By default, logs are stored in the `log` directory under the execution path. To specify a custom directory, set the environment variable `FD_LOG_DIR`.
## Inference Service Logs
* `backup_env.*.json` : Records environment variables set during instance startup. The number of files matches the number of GPU cards.
* `envlog.*` : Logs environment variables set during instance startup. The number of files matches the number of GPU cards.
* `console.log` : Records model startup time and other information. This log is also printed to the console.
* `data_processor.log` : Logs input/output data encoding and decoding details.
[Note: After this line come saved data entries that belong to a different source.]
PR #225, opened 2024-05-16
DATA-68 [sqs-automated-tests-in-ci][prices]

cryptomatictrader:
@p0mvn , I found test results for low vol or low liq are not very deterministic. In most of the time, they fail as they don't have coingecko id, or coingecko price even with the coingecko id, and very high price discrepancy (>0.8) between sqs and coingecko pricing. We should consider skipping low vol or low liq test cases if they are run in the critical deployment or alert path.


p0mvn:
I agree, and I think that it is sufficient to only run high liquidity tests against coingecko prices.

Contrary to chain tests, our goal is only to validate that Coingecko prices work in general. For the support of tokens, we are depending on CoinGecko so the granularity in terms of liq/volume is not very important as it is not under our control.

Also, the error handling of Coingecko IDs not being present should be handled by unit tests at a lower level of abstraction

tests/sqs_service.py
```diff
@@ -62,4 +67,40 @@ def get_tokens_metadata(self):
...
-        return self.tokens_metadata
\ No newline at end of file
+        return self.tokens_metadata
+
+    # Given the base and quote denom, call the SQS API endpoint /tokens/prices
+    # and return the token price in the response
+    def get_tokens_prices(self, denom, quote_denom, human_denoms="false"):
+        # Set the query parameters
+        params = {
+            "base": denom,
```
p0mvn: We have support for multiple base denoms (and will have support for multiple quotes in the future). Could we expand the API to support multiple tokens?

And also add test cases with multiple denoms submitted at once

tests/sqs_service.py
```diff
@@ -62,4 +67,40 @@ def get_tokens_metadata(self):
...
+                raise Exception(f"Error fetching asset list: {response.text}")
+            asset_list_json = response.json()
+            for asset in asset_list_json.get("assets"):
+                self.asset_list[asset[coin_minimal_denom_key]] = asset.get(coingecko_id_key, None)
+            
+        return self.asset_list.get(denom, None) 
+
+    
+
+
```
p0mvn:
```suggestion
```

tests/test_tokens_prices.py
```diff
@@ -0,0 +1,65 @@
...
+    @pytest.mark.parametrize("token",setup.choose_tokens_volume_range(NUM_TOKENS_DEFAULT, MIN_VOL_FILTER_DEFAULT, MAX_VAL_MID_VOL_FILTER_DEFAULT))
+    def test_mid_volume_token_prices(self, environment_url, token):
+        self.run_coingecko_comparison_test(environment_url, token, MID_PRICE_DIFF)
+
+    # NUM_TOKENS_DEFAULT top by-volume tokens
+    @pytest.mark.parametrize("token", setup.choose_tokens_volume_range(NUM_TOKENS_DEFAULT))
+    def test_top_volume_token_prices(self, environment_url, token):
+        self.run_coingecko_comparison_test(environment_url, token, LOW_PRICE_DIFF)
+
+    def run_coingecko_comparison_test(self, environment_url, token, price_diff_threshold):
```
p0mvn: This is great!

tests/test_tokens_prices.py
```diff
@@ -0,0 +1,65 @@
...
+import time
+
+from datetime import datetime
+from sqs_service import *
+from coingecko_service import *
+from conftest import SERVICE_MAP
+from conftest import SERVICE_COINGECKO
+from constants import *
+
+class TestTokensPrices:
```
p0mvn, line 18: I would like to suggest the following test cases:
- All valid listed tokens as defined by [this function](https://github.com/osmosis-labs/sqs/blob/3c66c5f7fe24c223fd73ff3cd9c0b1adefc69ff6/tests/setup.py#L263)
  * Track all the prices that we do not support and print them
  * Assert that the number of unsupported tokens is below some pre-configured threshold. I think that 30 is a good starting value
- Multiple base denoms requested in a single query.

Additionally, let's also add support for the SQS CoinGecko integration price test (can be a separate PR) - just noting so that we don't forget

tests/test_tokens_prices.py
p0mvn: Could we add a summary of what this helper does?

Similar to:
https://github.com/osmosis-labs/sqs/blob/3c66c5f7fe24c223fd73ff3cd9c0b1adefc69ff6/tests/setup.py#L259-L260

p0mvn (commented):
Nice job!

tests/sqs_service.py
cryptomatictrader: Good idea. Done.

tests/test_tokens_prices.py
cryptomatictrader: Test cases added as suggested and separate PR created as it depends on coingecko integration PR merge.

tests/test_tokens_prices.py
cryptomatictrader: Done

cryptomatictrader:
@p0mvn , feel free to comment and let me know when it can be merged into v25.x. Thanks!

tests/test_tokens_prices.py
```diff
@@ -0,0 +1,124 @@
...
+        sqs_price_json = sqs_service.get_tokens_prices(tokens)
+        for token in tokens:
+            sqs_price_str = sqs_price_json.get(token, {}).get(USDC, None)
+            assert sqs_price_str is not None, f"{token} SQS price is none"
+            sqs_price = float(sqs_price_str)
+            assert sqs_price > 0, f"{token} SQS price is zero"
+
+    # Test every valid listed token if it is supported by the /tokens/prices endpoint
+    # Count the number of unsupported tokens and assert it is below the threshold
+    def test_unsupported_token_count(self, environment_url):
```
p0mvn: Could we parameterize this test case similar to others so that we can run them in parallel while at the same time having the assertion about the unsupported count?

We could have an atomic integer in the global space that each test case would update and then a separate test fixture that would assert on its value relative to the threshold.

As of right now, we would be running each in sequence, increasing the CI time

p0mvn (commented):
Nice job!

Had one suggestion.

Additionally, I noticed some tests failing on my side:
```
FAILED tests/test_tokens_prices.py::TestTokensPrices::test_low_liq_token_prices[https://sqs.stage.osmosis.zone-ibc/CFF40564FDA3E958D9904B8B479124987901168494655D9CC6B7C0EC0416020B] - AssertionError: ibc/CFF40564FDA3E958D9904B8B479124987901168494655D9CC6B7C0EC0416020B coingecko id is none
FAILED tests/test_tokens_prices.py::TestTokensPrices::test_low_volume_token_prices[https://sqs.stage.osmosis.zone-factory/osmo19hdqma2mj0vnmgcxag6ytswjnr8a3y07q7e70p/wLIBRA] - AssertionError: factory/osmo19hdqma2mj0vnmgcxag6ytswjnr8a3y07q7e70p/wLIBRA coingecko id is none
FAILED tests/test_tokens_prices.py::TestTokensPrices::test_low_liq_token_prices[https://sqs.stage.osmosis.zone-ibc/7FA7EC64490E3BDE5A1A28CBE73CC0AD22522794957BC891C46321E3A6074DB9] - AssertionError: ibc/7FA7EC64490E3BDE5A1A28CBE73CC0AD22522794957BC891C46321E3A6074DB9 coingecko id is none
FAILED tests/test_tokens_prices.py::TestTokensPrices::test_low_liq_token_prices[https://sqs.stage.osmosis.zone-ibc/346786EA82F41FE55FAD14BF69AD8BA9B36985406E43F3CB23E6C45A285A9593] - AssertionError: ibc/346786EA82F41FE55FAD14BF69AD8BA9B36985406E43F3CB23E6C45A285A9593,darcmatter-coin price difference (0.48469608344216497) is gre...
FAILED tests/test_tokens_prices.py::TestTokensPrices::test_low_liq_token_prices[https://sqs.stage.osmosis.zone-ibc/F16FDC11A7662B86BC0B9CE61871CBACF7C20606F95E86260FD38915184B75B4] - AssertionError: ibc/F16FDC11A7662B86BC0B9CE61871CBACF7C20606F95E86260FD38915184B75B4 coingecko id is none
```

Let's try to eliminate flakiness prior to merge :pray:

tests/test_tokens_prices.py
cryptomatictrader: It looks like pytest-xdist runs the tests in different processes but not threads and so we need to do some inter-process communication. I can think of using FileLock to do so. Do you have some better idea?

p0mvn: Got it, interesting.

From my investigations, most suggestions propose similar solutions.

We could then simply spawn Python threads within a single test case. While not parallel, we would still benefit from concurrency of not having to wait for blocking network requests, improving CI times.

Let me know what you think

cryptomatictrader: Issues resolved. Please check out the latest commit. Thanks!

tests/test_tokens_prices.py
```diff
@@ -0,0 +1,156 @@
...
+    # Tests are run by separate processes in parallel, thus using the filelock
+    # to ensure that the counter is updated safely 
+    @pytest.mark.parametrize("token", setup.choose_valid_listed_tokens())
+    def test_unsupported_token_count(self, environment_url, token):
+        sqs_service = SERVICE_MAP[environment_url]
+        try:
+            sqs_price_json = sqs_service.get_tokens_prices([token])
+        except Exception as e:
+            # Increment unsupported token count if an exception is raised
+            self.increment_counter
```
p0mvn:
```suggestion
            self.increment_counter()
```

tests/test_tokens_prices.py
```diff
@@ -0,0 +1,156 @@
...
+            f"Unsupported token {token}: error fetching sqs price {str(e)}"
+        sqs_price_str = sqs_price_json.get(token, {}).get(USDC, None)
+        if sqs_price_str is None:
+            self.increment_counter
```
p0mvn:
```suggestion
            self.increment_counter()
```

tests/test_tokens_prices.py
```diff
@@ -0,0 +1,156 @@
...
+            # Increment unsupported token count if the price is not available
+            f"Unsupported token {token}: SQS price is none in response"
+        sqs_price = float(sqs_price_str)
+        if sqs_price <= 0:
+            self.increment_counter
```
p0mvn:
```suggestion
            self.increment_counter()
```

tests/test_tokens_prices.py
```diff
@@ -0,0 +1,156 @@
...
+            os.remove(counter_file)
+        self.write_counter(0)
+
+    # Assert that the unsupported token count is within the threshold
+    # Clean up the counter file at the end of the test
+    def teardown_method(self):
+        unsupported_token_count = self.read_counter()
+        assert unsupported_token_count <= UNSUPPORTED_TOKEN_COUNT_THRESHOLD, f"Unsupported token count: {unsupported_token_count} exceeds threshold {UNSUPPORTED_TOKEN_COUNT_THRESHOLD}"
+        if os.path.exists(counter_file):
+            os.remove(counter_file)
```
p0mvn: I belive that `setup_method` runs before every price test and `teardown_method` after every price test.

As an outcome, the `setup_method` resets the counter to zero.

p0mvn (changes requested):
Tried running the unsupported suite with debugger and noticed some issues.

Leaving some comments about what I think might be the problem. Please take a look.

Overall, I like the FileLock approach. Thanks for setting it up!

cryptomatictrader:
Thanks a lot for catching this! Revised it and ran positive and negative cases and it should be good now!

p0mvn (approved):
🚀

* `fastdeploy.log` : Records configuration information during instance startup, as well as request and response details during runtime.
* `workerlog.*` : Tracks model loading progress and inference operator errors. Each GPU card has a corresponding file.
* `worker_process.log` : Logs engine inference data for each iteration.
* `prefix_cache_manager.log` : Records KV Cache logical index allocation for each request and cache hit status.
* `launch_worker.log` : Logs model startup information and error messages.
* `gpu_worker.log` : Records KV Cache block count information during profiling.
* `gpu_model_runner.log` : Contains model details and loading time.
## Online Inference Client Logs
* `api_server.log` : Logs startup parameters and received request information.
## Scheduler Logs
* `scheduler.log` : Records scheduler information, including node status and request allocation details.
## Speculative Decoding Logs
* `speculate.log` : Contains speculative decoding-related information.
## Prefix Caching Logs
* `cache_queue_manager.log` : Logs startup parameters and received request information.
* `cache_transfer_manager.log` : Logs startup parameters and received request information.
* `launch_cache_manager.log` : Records cache transfer startup parameters and error messages.
## PD Disaggragation Logs
* `cache_messager.log` : Logs transmission protocols and messages used by the P instance.
* `splitwise_connector.log` : Records data received from P/D instances and connection establishment details.
## CudaGraph Logs
* `cudagraph_piecewise_backend.log` : Logs CudaGraph startup and error information.